This poem first appeared in Land and Sea Tales with “The Bold ‘Prentice” in 1923, and was collected in the Sussex Edition on page 161 of Volume 16 and page 354 of Volume 34; the Burwash Edition volumes 14 and 27; and, with variations, in Collected Verse, Definitive Verse and The Works of Rudyard Kipling, (Wordsworth Poetry Library, 1994.)
As explained in the last verse:
They have so utterly mastered their work that they work without thinking;
Holding three-fifths of their brain in reserve…
Notes on the Text
[Verse 1] When with a pain The baby has colic; see below.
The six-months-old Mother she is, of course, not six months old – that is the age of the baby ! This is a literary device also used by T.S.Eliot in A Choice of Kipling’s Verse (p. 32) who calls Connie Sperrit in “My Son’s Wife” ‘the speechless solicitor’s daughter’ even though he should, like Kipling, have known better.
[Verse 2] The Nurse successfully diagnoses the problem. Dr. Gillian Sheehan writes: this is Colic – a severe spasmodic griping pain in the stomach; she gives him a few drops of warm water in a spoon and, putting him over her shoulder, pats him gently on the back which releases the wind. [G.S.]
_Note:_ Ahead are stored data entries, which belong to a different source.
PR #39775, opened 2025-10-22
command events

fsansalvadore:
Add CommandMenu telemetry events in studio, docs and www:
- `command_menu_opened`
- `command_menu_input_typed`
- `command_menu_command_selected`


packages/ui-patterns/src/CommandMenu/api/CommandMenu.tsx
```diff
@@ -143,6 +161,47 @@ function CommandMenuTrigger({ children }: PropsWithChildren) {
   return childWithClickHandler
 }
 
+function CommandMenuTriggerInput({
```
fsansalvadore, line 163: I abstracted the Command input in order to have it consistent throughout apps.
The idea is to also add it in Studio in an upcoming pr.

packages/common/telemetry-constants.ts
```diff
@@ -1946,7 +1946,75 @@ export interface AuthUsersSearchSubmittedEvent {
...
+}
+
+/**
+ * User typed a search term in the command menu input.
+ *
+ * @group Events
+ * @source ui-patterns
+ * @page any
+ */
+export interface CommandMenuInputTypedEvent {
```
fsansalvadore: New `command_menu_input_typed` event triggered when typing in the command input (debounced every 500ms)

packages/common/telemetry-constants.ts
```diff
@@ -1946,7 +1946,75 @@ export interface AuthUsersSearchSubmittedEvent {
...
+}
+
+/**
+ * User opened the command menu.
+ *
+ * @group Events
+ * @source ui-patterns
+ * @page any
+ */
+export interface CommandMenuOpenedEvent {
```
fsansalvadore, line 1959: New `command_menu_opened` event distinguished by keyboard_shortcut or search_input trigger and by app.

packages/common/telemetry-constants.ts
```diff
@@ -1946,7 +1946,75 @@ export interface AuthUsersSearchSubmittedEvent {
...
+}
+
+/**
+ * User selected a command from the command menu.
+ *
+ * @group Events
+ * @source ui-patterns
+ * @page any
+ */
+export interface CommandMenuCommandSelectedEvent {
```
fsansalvadore, line 2007: New `command_menu_command_selected` event to see what users actually select.
It could help understand how users actually use the menu.

kemaldotearth (approved):
Great text size improvement :shipit:

apps/studio/hooks/misc/useStudioCommandMenuTelemetry.ts
```diff
@@ -0,0 +1,37 @@
...
+        },
+      }
+
+      sendEvent(eventWithGroups)
+    },
+    [projectRef, organization?.slug, sendEvent]
+  )
+
+  return { onTelemetry }
+}
```
seanoliver, line 40: Nice! FYI we're building a generic telemetry enrichment utility (#39745) that could eventually replace these app-specific hooks for consistency.

packages/ui-patterns/src/CommandMenu/api/CommandInput.tsx
```diff
@@ -50,8 +52,68 @@ const CommandInput = forwardRef<
...
+      }
+
+      if (debounceTimeoutRef.current) {
+        clearTimeout(debounceTimeoutRef.current)
+      }
+
+      debounceTimeoutRef.current = setTimeout(() => {
+        logTelemetryEvent(value)
+        previousValueRef.current = value
+      }, 500)
```
seanoliver: This is a nit but ideally the timeout value here is a named constant at the top of the file.

packages/ui-patterns/src/CommandMenu/api/CommandInput.tsx
```diff
@@ -50,8 +52,68 @@ const CommandInput = forwardRef<
...
   useEffect(() => {
     setInputValue(query)
+    previousValueRef.current = query
   }, [query])
 
+  // Get telemetry context
+  const telemetryContext = useCommandMenuTelemetryContext()
+
+  // Debounced telemetry tracking
+  const debounceTimeoutRef = useRef<NodeJS.Timeout>()
```
seanoliver: Is there a reason we're not using [`useDebounce`](https://github.com/supabase/supabase/blob/ac192a50244888800c6016d08e18c9c21cd8244d/packages/common/hooks/useDebounce.tsx) here instead? It would simplify this component and take care of any potential cleanup issues.

packages/ui-patterns/src/CommandMenu/api/CommandInput.tsx
charislam:
```suggestion
      }, 2500)
```

We can make this much longer, since it's not providing user feedback, and there's not much value in sending all the half-typed queries

charislam (approved):

packages/ui-patterns/src/CommandMenu/api/CommandInput.tsx
seanoliver: +1

packages/ui-patterns/src/CommandMenu/api/CommandProvider.tsx
```diff
@@ -37,13 +54,14 @@ const CommandShortcut = ({ openKey }: { openKey: string }) => {
       if (evt.key === openKey && usesPrimaryModifier && !otherModifiersActive) {
         evt.preventDefault()
         toggleOpen()
+        sendTelemetry('keyboard_shortcut')
```
seanoliver: It looks like `sendTelemetry` is always sending a `command_menu_opened` event even though the keyboard shortcut here is a toggle. So if the menu is already open and someone uses the keyboard shortcut to close it, we'll still send an `_opened` event.

You might want to consider checking the current state of the command menu and only sending when the menu is going from closed -> open.

packages/common/telemetry-constants.ts
```diff
@@ -81,7 +81,7 @@ export interface ConnectionStringCopiedEvent {
      */
     connectionMethod: 'direct' | 'transaction_pooler' | 'session_pooler'
   }
-  groups: TelemetryGroups
+  groups: Partial<TelemetryGroups>
```
seanoliver: Hmm... this feels a little overly broad. We're effectively changing `groups: TelemetryGroups` to `groups: Partial<TelemetryGroups>` across all ~70 existing telemetry events, which weakens type safety unnecessarily.

The command menu events need `Partial<TelemetryGroups>` because they fire from docs/www (which don't have project/org context). However, most existing events are Studio-only and should still require full context.

I'd recommend we only apply `Partial<TelemetryGroups>` to the three new command menu events and leave the existing ones as-is to maintain type safety.

Is there a specific reason we want to do this across the board?

packages/common/telemetry-constants.ts
seanoliver: Recommend `CommandMenuSearchSubmittedEvent` instead of `CommandMenuInputTypedEvent` to match existing patterns like `AuthUsersSearchSubmittedEvent`. Avoids introducing new terminology ("typed", "input") to the telemetry system.

seanoliver (changes requested):
Nice work! Solid telemetry implementation across all apps.

To main pieces of feedback are:

1. Event naming - see inline comments about maintaining consistency with existing patterns
2. Type scope - `Partial<TelemetryGroups>` change affects all events; recommend limiting to just the new command menu events

Bonus: Consider using `useDebounce` from `common` to simplify the debouncing logic!

packages/ui-patterns/src/CommandMenu/api/CommandInput.tsx
fsansalvadore: The only down side of this is that if the user selects a command before the timer ends, the "typed" event isn't triggered because the debounce is cleaned up on unmount.

apps/studio/hooks/misc/useStudioCommandMenuTelemetry.ts
fsansalvadore: Good to know!

packages/common/telemetry-constants.ts
fsansalvadore: Nice, thanks for the correction 👍

packages/common/telemetry-constants.ts
fsansalvadore: Removing all those as it was helping type used in ui-patterns (which wouldn't directly have prog and org). But agreed that it was too broad in the context of this pr.

packages/ui-patterns/src/CommandMenu/api/CommandProvider.tsx
fsansalvadore: Great catch, @seanoliver!

This is fixed now

fsansalvadore:
@seanoliver thanks for the review, I addressed and resolved all your comments.
Ready for review again ✌️

seanoliver (approved):
This looks great!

[Verse 3 The grade in this context, used on American railways to indicate what we would call a gradient – the slope of the, line.
[Verse 4] handles For handles read nurses in other editions.
[Verse 5] Barque a sailing vessel having three masts, square-rigged on the fore and main, fore-and-aft on the mizzen (for barque read ship in other editions – at that time ship usually signified a sea-going sailing-vesses with a bowsprit and square-rigged on all three masts, but this usage has changed over the years to mean a large vessel of any type.)
[Verse 6] thrice-reefed but still buckling the yard ! carrying the smallest amount of sail a sail as possible, but it is still too much.
[Verse 7] gunnel the pronunciation of gunwale, the upper edge of the ship’s side that prevents water flooding the deck when she heels over.